--- Data for analysis Enclosed Below ---

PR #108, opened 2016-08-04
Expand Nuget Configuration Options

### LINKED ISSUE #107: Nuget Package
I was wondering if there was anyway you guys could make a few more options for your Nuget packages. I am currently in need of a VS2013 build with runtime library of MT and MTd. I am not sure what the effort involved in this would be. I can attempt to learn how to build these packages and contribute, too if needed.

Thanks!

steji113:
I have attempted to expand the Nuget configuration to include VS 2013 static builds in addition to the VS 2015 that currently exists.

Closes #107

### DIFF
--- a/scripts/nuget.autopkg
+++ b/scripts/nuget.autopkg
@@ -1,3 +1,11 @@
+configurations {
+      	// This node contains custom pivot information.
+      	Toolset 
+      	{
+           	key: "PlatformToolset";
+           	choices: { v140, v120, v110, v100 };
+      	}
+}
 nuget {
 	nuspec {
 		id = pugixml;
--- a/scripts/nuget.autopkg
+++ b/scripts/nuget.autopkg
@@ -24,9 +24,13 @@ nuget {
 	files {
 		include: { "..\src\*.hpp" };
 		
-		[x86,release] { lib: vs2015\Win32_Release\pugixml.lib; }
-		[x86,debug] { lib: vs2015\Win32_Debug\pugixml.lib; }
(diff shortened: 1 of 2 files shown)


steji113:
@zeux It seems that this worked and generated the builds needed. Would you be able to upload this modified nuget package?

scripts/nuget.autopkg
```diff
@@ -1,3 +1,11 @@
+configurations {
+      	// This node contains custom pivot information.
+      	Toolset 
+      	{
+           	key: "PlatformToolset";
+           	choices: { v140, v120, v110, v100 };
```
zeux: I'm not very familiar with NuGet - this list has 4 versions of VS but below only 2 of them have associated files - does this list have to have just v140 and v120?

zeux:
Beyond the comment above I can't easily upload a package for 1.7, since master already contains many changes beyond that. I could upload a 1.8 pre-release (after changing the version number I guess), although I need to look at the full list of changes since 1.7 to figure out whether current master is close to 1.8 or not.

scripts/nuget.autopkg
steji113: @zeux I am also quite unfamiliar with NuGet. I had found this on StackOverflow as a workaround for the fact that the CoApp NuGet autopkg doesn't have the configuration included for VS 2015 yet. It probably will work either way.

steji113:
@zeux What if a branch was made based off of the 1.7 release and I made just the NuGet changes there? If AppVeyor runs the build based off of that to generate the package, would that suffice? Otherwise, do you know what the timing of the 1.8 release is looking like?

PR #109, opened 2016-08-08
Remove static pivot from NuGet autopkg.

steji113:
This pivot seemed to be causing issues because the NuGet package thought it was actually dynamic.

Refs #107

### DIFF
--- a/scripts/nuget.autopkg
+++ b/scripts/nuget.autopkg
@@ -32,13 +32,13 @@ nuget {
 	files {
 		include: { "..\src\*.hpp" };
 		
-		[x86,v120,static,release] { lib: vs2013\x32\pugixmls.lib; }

--- End of Enclosed Data for analysis ---

§ **Directions**
Your response must consist of the entries, reproduced exactly.

§ **Answer box**
PR #108, opened 2016-08-04
Expand Nuget Configuration Options

### LINKED ISSUE #107: Nuget Package
I was wondering if there was anyway you guys could make a few more options for your Nuget packages. I am currently in need of a VS2013 build with runtime library of MT and MTd. I am not sure what the effort involved in this would be. I can attempt to learn how to build these packages and contribute, too if needed.

Thanks!

steji113:
I have attempted to expand the Nuget configuration to include VS 2013 static builds in addition to the VS 2015 that currently exists.

Closes #107

### DIFF
--- a/scripts/nuget.autopkg
+++ b/scripts/nuget.autopkg
@@ -1,3 +1,11 @@
+configurations {
+      	// This node contains custom pivot information.
+      	Toolset 
+      	{
+           	key: "PlatformToolset";
+           	choices: { v140, v120, v110, v100 };
+      	}
+}
 nuget {
 	nuspec {
 		id = pugixml;
--- a/scripts/nuget.autopkg
+++ b/scripts/nuget.autopkg
@@ -24,9 +24,13 @@ nuget {
 	files {
 		include: { "..\src\*.hpp" };
 		
-		[x86,release] { lib: vs2015\Win32_Release\pugixml.lib; }
-		[x86,debug] { lib: vs2015\Win32_Debug\pugixml.lib; }
(diff shortened: 1 of 2 files shown)


steji113:
@zeux It seems that this worked and generated the builds needed. Would you be able to upload this modified nuget package?

scripts/nuget.autopkg
```diff
@@ -1,3 +1,11 @@
+configurations {
+      	// This node contains custom pivot information.
+      	Toolset 
+      	{
+           	key: "PlatformToolset";
+           	choices: { v140, v120, v110, v100 };
```
zeux: I'm not very familiar with NuGet - this list has 4 versions of VS but below only 2 of them have associated files - does this list have to have just v140 and v120?

zeux:
Beyond the comment above I can't easily upload a package for 1.7, since master already contains many changes beyond that. I could upload a 1.8 pre-release (after changing the version number I guess), although I need to look at the full list of changes since 1.7 to figure out whether current master is close to 1.8 or not.

scripts/nuget.autopkg
steji113: @zeux I am also quite unfamiliar with NuGet. I had found this on StackOverflow as a workaround for the fact that the CoApp NuGet autopkg doesn't have the configuration included for VS 2015 yet. It probably will work either way.

steji113:
@zeux What if a branch was made based off of the 1.7 release and I made just the NuGet changes there? If AppVeyor runs the build based off of that to generate the package, would that suffice? Otherwise, do you know what the timing of the 1.8 release is looking like?

PR #109, opened 2016-08-08
Remove static pivot from NuGet autopkg.

steji113:
This pivot seemed to be causing issues because the NuGet package thought it was actually dynamic.

Refs #107

### DIFF
--- a/scripts/nuget.autopkg
+++ b/scripts/nuget.autopkg
@@ -32,13 +32,13 @@ nuget {
 	files {
 		include: { "..\src\*.hpp" };
 		
-		[x86,v120,static,release] { lib: vs2013\x32\pugixmls.lib; }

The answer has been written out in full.